PR #878, opened 2015-11-11
write install_command to file and invoke on the instance to avoid command too long on windows

### LINKED ISSUE #854: test-kitchen winrm w/proxies "The command line is too long."
I'm having a problem using test-kitchen with a windows host thats behind a proxy with authentication.  Without the proxy I'm able to run a kitchen create, but my converge will fail (because of the proxy).  That's expected.  But when I add the proxy strings to the provider section of test-kitchen, everything fails with a command too long error.

```
$ kitchen converge Windows2
-----> Starting Kitchen (v1.4.2)
-----> Converging <default-Windows2>...
       Preparing files for transfer
       Preparing dna.json
       Resolving cookbook dependencies with Berkshelf 4.0.1...
       Preparing validation.pem
       Preparing client.rb
$$$$$$ The command line is too long.
>>>>>> Converge failed on instance <default-Windows2>.
```

I'm passing the proxies (both http and https) as 
```
provisioner:
  name: chef_zero
  http_proxy: http://uuuuuuuuuuu:pppppppp@myproxyserver
  https_proxy: https://uuuuuuuuuuu:pppppppp@myproxyserver
```
Those are the actual lengths of the strings being passed, just cleaned.  The same settings work on a linux host.  Both the https and http connections are being proxied from port 80, I left it out trying to shorten the command some (along with the rest of the domain) but no dice.

Here's the full error and the return code:
```
$ kitchen converge Windows2
-----> Starting Kitchen (v1.4.2)
-----> Converging <default-Windows2>...
       Preparing files for transfer
       Preparing dna.json
       Resolving cookbook dependencies with Berkshelf 4.0.1...
       Preparing validation.pem
       Preparing client.rb
$$$$$$ The command line is too long.
>>>>>> Converge failed on instance <default-Windows2>.
>>>>>> Please see .kitchen/logs/default-Windows2.log for more details
>>>>>> ------Exception-------
>>>>>> Message: WinRM exited (1) for command: [$env:http_proxy = "http://uuuuuuuuuuu:pppppppp@myproxyserver"
$env:HTTP_PROXY = "http://uuuuuuuuuuu:pppppppp@myproxyserver"
$env:https_proxy = "https://uuuuuuuuuuu:pppppppp@myproxyserver"
$env:HTTPS_PROXY = "https://uuuuuuuuuuu:pppppppp@myproxyserver"
$chef_metadata_url = "https://www.chef.io/chef/metadata?p=windows&m=x86_64&pv=2008r2&v=latest"
$chef_omnibus_root = "$env:systemdrive\opscode\chef"
$msi = "$env:TEMP\chef-true.msi"
$pretty_version = "install only if missing"
$version = "true"

Function Check-UpdateChef($root, $version) {
  if (-Not (Test-Path $root)) { return $true }
  elseif ("$version" -eq "true") { return $false }
  elseif ("$version" -eq "latest") { return $true }
  Try { $chef_version = Get-Content $root\version-manifest.txt | select-object -1}
  Catch {
    Try { $chef_version = (& $root\bin\chef-solo.bat -v).split(" ", 2)[1] }
    Catch { $chef_version = "" }
  }

  if ($chef_version.StartsWith($version)) { return $false }
  else { return $true }
}

Function Get-ChefMetadata($url) {
  Try { $response = ($c = Make-WebClient).DownloadString($url) }
  Finally { if ($c -ne $null) { $c.Dispose() } }

  $md = ConvertFrom-StringData $response.Replace("`t", "=")
  return @($md.url, $md.md5)
}

Function Get-MD5Sum($src) {
  Try {
    $c = New-Object -TypeName System.Security.Cryptography.MD5CryptoServiceProvider
    $bytes = $c.ComputeHash(($in = (Get-Item $src).OpenRead()))
    return ([System.BitConverter]::ToString($bytes)).Replace("-", "").ToLower()
  } Finally { if (($c -ne $null) -and ($c.GetType().GetMethod("Dispose") -ne $null)) { $c.Dispose() }; if ($in -ne $null) { $in.Dispose() } }
}

Function Download-Chef($md_url, $dst) {
  $url, $md5 = Get-ChefMetadata $md_url

  Try {
    Log "Downloading package from $url"
    ($c = Make-WebClient).DownloadFile($url, $dst)
    Log "Download complete."
  } Finally { if ($c -ne $null) { $c.Dispose() } }

  if (($dmd5 = Get-MD5Sum $dst) -eq $md5) { Log "Successfully verified $dst" }
  else { throw "MD5 for $dst $dmd5 does not match $md5" }
}

Function Install-Chef($msi) {
  Log "Installing Chef Omnibus package $msi"
  $p = Start-Process -FilePath "msiexec.exe" -ArgumentList "/qn /i $msi" -Passthru -Wait

  if ($p.ExitCode -ne 0) { throw "msiexec was not successful. Received exit code $($p.ExitCode)" }

  Remove-Item $msi -Force
  Log "Installation complete"
}

Function Log($m) { Write-Host "       $m`n" }

Function Make-WebClient {
  $proxy = New-Object -TypeName System.Net.WebProxy
  $proxy.Address = $env:http_proxy
  $client = New-Object -TypeName System.Net.WebClient
  $client.Proxy = $proxy
  return $client
}

Function Unresolve-Path($p) {
  if ($p -eq $null) { return $null }
  else { return $ExecutionContext.SessionState.Path.GetUnresolvedProviderPathFromPSPath($p) }
}

$chef_omnibus_root = Unresolve-Path $chef_omnibus_root
$msi = Unresolve-Path $msi

if (Check-UpdateChef $chef_omnibus_root $version) {
  Write-Host "-----> Installing Chef Omnibus ($pretty_version)`n"
  Download-Chef "$chef_metadata_url" $msi
  Install-Chef $msi
} else {
  Write-Host "-----> Chef Omnibus installation detected ($pretty_version)`n"
}
]
>>>>>> ----------------------
$ echo $?
10
$
```

Anybody have any ideas how to work around this?

mwrock:
Fixes #854. The current `install_command` emmited by mixlib-install almost fills the max length of the command line on windows. So if you need to add a proxy, the command is too long and the install fails.

This saves the command to a file and then just executes the call to the file.

### DIFF
--- a/lib/kitchen/transport/winrm.rb
+++ b/lib/kitchen/transport/winrm.rb
@@ -87,6 +87,10 @@ module Kitchen
         def execute(command)
           return if command.nil?
           logger.debug("[WinRM] #{self} (#{command})")
+
+          if command.length > MAX_COMMAND_SIZE
+            command = run_from_file_command(command)
+          end
           exit_code, stderr = execute_with_exit_code(command)
 
           if logger.debug? && exit_code == 0
@@ -133,6 +137,11 @@ module Kitchen
         private
 
         PING_COMMAND = "Write-Host '[WinRM] Established\n'".freeze
+
+        # Maximum string to send to the transport to execute. WinRM has an 8000 character
+        # command line limit. The original command string is coverted to a base 64 encoded
+        # UTF-16 string which will double the string size.
+        MAX_COMMAND_SIZE = 3000
 
         RESCUE_EXCEPTIONS_ON_ESTABLISH = lambda do
           [
@@ -375,11 +384,36 @@ module Kitchen
         def to_s
           "#{winrm_transport}::#{endpoint}<#{options.inspect}>"
         end
+
+        # takes a long (greater than 3000 characters) command and saves it to a
+        # file and uploads it to the test instance.
+        #
+        # @param command [String] a long command to be saved and uploaded
+        # @return [String] a command that executes the uploaded script
+        # @api private
+        def run_from_file_command(command)
+          temp_dir = Dir.mktmpdir("kitchen-long-script")
+          begin
+            script_name = "#{instance_name}-long_script.ps1"
+            script_path = File.join(temp_dir, script_name)
+
+            File.open(script_path, "wb") do |file|
+              file.write(command)
+            end
+
+            target_path = File.join("$env:TEMP", "kitchen")
+            upload(script_path, target_path)
+
+            %{& "#{File.join(target_path, script_name)}"}
+          ensure
+            FileUtils.rmtree(temp_dir)
+          end
+        end
       end
 
       private
 
-      WINRM_TRANSPORT_SPEC_VERSION = "~> 1.0".freeze
+      WINRM_TRANSPORT_SPEC_VERSION = ["~> 1.0", ">= 1.0.3"].freeze
 
       # Builds the hash of options needed by the Connection object on
       # construction.
@@ -429,7 +463,7 @@ module Kitchen
         spec_version = WINRM_TRANSPORT_SPEC_VERSION.dup
         logger.debug("Winrm Transport requested," \
           " loading WinRM::Transport gem (#{spec_version})")
-        gem "winrm-transport", spec_version
+        gem "winrm-transport", *spec_version
         first_load = require "winrm/transport/version"
         load_winrm_transport!
 
--- a/test-kitchen.gemspec
+++ b/test-kitchen.gemspec
@@ -31,7 +31,7 @@ Gem::Specification.new do |gem|
   gem.add_dependency "mixlib-install",  "~> 0.7"
 
   gem.add_development_dependency "pry"
-  gem.add_development_dependency "winrm-transport", "~> 1.0"
+  gem.add_development_dependency "winrm-transport", "~> 1.0", ">= 1.0.3"
 
   gem.add_development_dependency "bundler",   "~> 1.3"
   gem.add_development_dependency "rake"
--- a/lib/kitchen/provisioner/chef_base.rb
+++ b/lib/kitchen/provisioner/chef_base.rb
@@ -111,6 +111,11 @@ module Kitchen
 
         version = config[:require_chef_omnibus].to_s.downcase
 
+        # Passing "true" to mixlib-install currently breaks the windows metadata_url
+        # TODO: remove this line once https://github.com/chef/mixlib-install/pull/22
+        # is accepted and released
+        version = "" if version == "true"
+
         installer = Mixlib::Install.new(version, powershell_shell?, install_options)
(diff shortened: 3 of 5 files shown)


btm:
@mwrock rubocop is offended.

mwrock:
Yeah. I think I just fixed that. I'm also looking at generalizing the "execute from file" in such a way that is not provisioner specific.

mwrock:
This fix can now be applied to all winrm commands (provisioner, verifiers, other) and also now leaves SSH commands alone. I'm deliberately not puting the generalization in winrm-transport because I want to refactor/consolidate winrm/winrm-fs/winrm-transport before adding functionality there.

lib/kitchen/transport/winrm.rb
```diff
@@ -87,6 +87,10 @@ def close
         def execute(command)
           return if command.nil?
           logger.debug("[WinRM] #{self} (#{command})")
+
+          if command.length > MAX_COMMAND_SIZE
+            command = run_from_file_command(command)
```
tyler-ball: Why don't we just always run from a file?

tyler-ball: Also, feel free to disagree with me and leave this the way it is - my comment is pretty nitpicky.

test-kitchen.gemspec
```diff
@@ -31,7 +31,7 @@ Gem::Specification.new do |gem|
   gem.add_dependency "mixlib-install",  "~> 0.7"
 
   gem.add_development_dependency "pry"
-  gem.add_development_dependency "winrm-transport", "~> 1.0"
+  gem.add_development_dependency "winrm-transport", "~> 1.0.3"
```
tyler-ball: Can we do `'~> 1.0', '>= 1.0.3'` instead, so we aren't pinning to a minor version?

lib/kitchen/transport/winrm.rb
mwrock: thats a valid point. if you have alot of individual commands you are going to run separately then there is overhead creating files for each command. However compared to the overhead of going over a wire, thats extremely negligible.

test-kitchen.gemspec
mwrock: ah right. and we'd need the same when loading the gem at runtime

lib/kitchen/transport/winrm.rb
tyler-ball: I leave the decision in your capable hands

mwrock: I'm leaning to stay with this as for this PR as it may have some unforseen side effects if applied globally and I'd want to add tests and do a bunch of validation.

mwrock:
updated the gem constraints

****

WHAT THIS TASK INVOLVES: Beginning at the top of the data, please return every line until and including the line containing "### LINKED ISSUE", copied exactly, and nothing past it.

RESULT FOR THIS TASK:
PR #878, opened 2015-11-11
write install_command to file and invoke on the instance to avoid command too long on windows

### LINKED ISSUE #854: test-kitchen winrm w/proxies "The command line is too long."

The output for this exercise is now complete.